Why Big Data isn’t 'Big' yet

21 Feb 2017

There is a growing belief that that big data, namely ever-sophisticating algorithms which sort, analyse and find relationships in mass databases, is a new kind of a competitive advantage. It is true: look at Amazon that makes individual product suggestions, or Netflix that learns the taste of its users and recommends content. Big data offers a revolutionary way to look into business, and hence it is portrayed as a universal problem-solver and insight-provider. And while big data is certainly already proved to be useful, it still does not live up to the promise.

Only 27% of C-level executives believe that data-mining has helped them make effective business decisions. In contrary, more than a third of executives reported that applying big data research findings only had adverse repercussions. The issue may lie in a fact, that although big businesses have taken in innovative tech, they did not adopt appropriate innovative thinking.

One of the beliefs about big data is that it can provide insights  without a preconceived hypothesis or specific data-mining agendas. Although, this could be true, such mind-set could lead to data interpretation bias. For example, big data research identified that there is  a negative correlation between the countries’ economic growth and amount of national debt. However, high debt does not necessarily lead to slower economic growth, meaning that mere correlation in data could be interpreted as causations. Similarly, no advanced AI at present is capable of understanding reasoning between correlations, which could potentially help to illuminate this bias. As a result, by overriding the traditional and time-tested strategic practices, the faulty data analysis may encourage awry decision-making.

Moreover, apart from considerate volumes and velocities, the big data by definition also must be ‘variable’ to gather most objective accounts and properly identify cause-effect relationships. This means that data must be gathered form variable sources and in differing formats. Nevertheless, IDC suggests that typically big-data driven enterprises only mine 10% of all the information that they could have acquired. It comes from predominantly quantitative sources, such as web analytics and CMS systems.

This means that business are missing out on the rest of the qualitative data, such as social media, forums, news, etc, which gives context to numerical information and makes it more valuable. Currently, the majority of analytical tools are quantitative, although certain qualitative software exists. It is not numerous, and still difficult to implement, due to the subtleties and intricacies of language that have to be manually examined. Natural-language processing software may be the answer, but the technology is simply not there yet. As a result, many big data initiatives are constrained by the knowledge and skills of the companies’ employees.

This takes us to the final point. While the big data cannot be interpreted without the specialised skill and expertise, there is a considerable lack of qualified personal. A study by McKinsey & Co suggests that only in the US there will be a shortage of 190,000 workers with analytical skills. Similarly, there is a lack of executive who are able to understand big data well enough to make lucrative decisions. Moreover, bureaucracy and a high power distance between data researchers and management impedes swift information transfers and hence companies' decision-making capacity. To overcome this would require a cultural and professional shift, encouraging new academic pathways, professional training programs and an overall increase in the public’s understanding of the big data processing. Arguably, this would overcome the mistrust to the new ways of technology-driven conduct and achieve truly prodigious results.

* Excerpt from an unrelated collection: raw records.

PR #4168, opened 2021-09-14
Respect completed_at timestamp in order factories

DianeLooney:
The order factories that automatically complete orders previously used
Time.current when setting the completed_at timestamp. For developers who want
to pre-date their order completions, this can be confusing. This change allows
orders to be cleanly pre-dated in this way.

**Checklist:**

### DIFF
--- a/core/spec/lib/spree/core/testing_support/factories/order_factory_spec.rb
+++ b/core/spec/lib/spree/core/testing_support/factories/order_factory_spec.rb
@@ -122,6 +122,26 @@ RSpec.shared_examples "an order with line items factory" do |expected_order_stat
     end
   end
 end
+
+RSpec.shared_examples 'supplied completed_at is respected' do
+  context 'when passed a completed_at timestamp' do
+    let(:completed_at) { 2.days.ago }
+    let(:order) { create(factory, completed_at: completed_at) }
+
+    it 'respects the timestamp' do
+      expect(order.completed_at).to be_within(5.seconds).of(completed_at)
+    end
+  end
+
+  context 'when no completed_at timestamp is passed' do
+    let(:order) { create(factory) }
+
+    it 'defaults to the current time' do
+      expect(order.completed_at).to be_within(5.seconds).of(Time.current)
+    end
+  end
+end
+
 RSpec.describe 'order factory' do
   let(:factory_class) { Spree::Order }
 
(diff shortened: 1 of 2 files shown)


jarednorman (approved):

DianeLooney:
Mysql tests failed because I was too granular with my timestamp comparison. I updated it to 5 seconds and force-pushed the fix. Sorry if anyone happened to catch the review super early!

DianeLooney:
The failing postgres test looks like spec flake to me, I can reproduce it locally by `.reverse`ing the expected value. I'll open up a fix in another PR while I'm at it.

DianeLooney:
https://github.com/solidusio/solidus/pull/4169

Happy to simply rebase if/when this is merged, or if someone with ci powers wants to re-run for me I'd be happy with that too.

core/spec/lib/spree/core/testing_support/factories/order_factory_spec.rb
```diff
@@ -122,6 +122,26 @@
...
+    it 'respects the timestamp' do
+      expect(order.completed_at).to be_within(5.seconds).of(completed_at)
+    end
+  end
+
+  context 'when no completed_at timestamp is passed' do
+    let(:order) { create(factory) }
+
+    it 'defaults to the current time' do
+      expect(order.completed_at).to be_within(5.seconds).of(Time.current)
```
jarednorman, line 140: `1.second` should be plenty of leeway.

jarednorman (approved):
Looks good, though 5 seconds is probably excessive.

core/spec/lib/spree/core/testing_support/factories/order_factory_spec.rb
DianeLooney: As mentioned here, I actually ran into an issue with the 1s time when posting the PR. The test ran at the rollover to a new second. Clock time at the start of the test was `xx:yy:01.995`, mysql stored `xx:yy:01.000` and the comparison tested against `xx:yy:02.016` (or something similar to that). Happy to move it back down to 2s which should account for this, if desired.

Perhaps a better test than this would be to record the time before and after the factory runs and test that the completed_at is between those two values?

DianeLooney: Actually the range idea still doesn't work because of the truncation.

I'll just update it to be 2 seconds instead.

DianeLooney:
```suggestion
      expect(order.completed_at).to be_within(2.seconds).of(Time.current)
```

kennyadsl (approved):
Looks great, thanks!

Nevertheless, it is also expected that through 2020, spending on big data technology will grow 4.5x faster. To happen this would definitely require a paradigm shift in the coming years.

We will see a shift from the glamour and idealized notion of big data to more practical and effective use cases. I expect that semi-structured data and machine learning will continue to drive the need for big data and having expertise in these areas will be critical. For companies to ultimately be successful, they need a clear business challenge to solve, they must start small and fail early, and they should explore the cloud before over-investing in unnecessary architecture.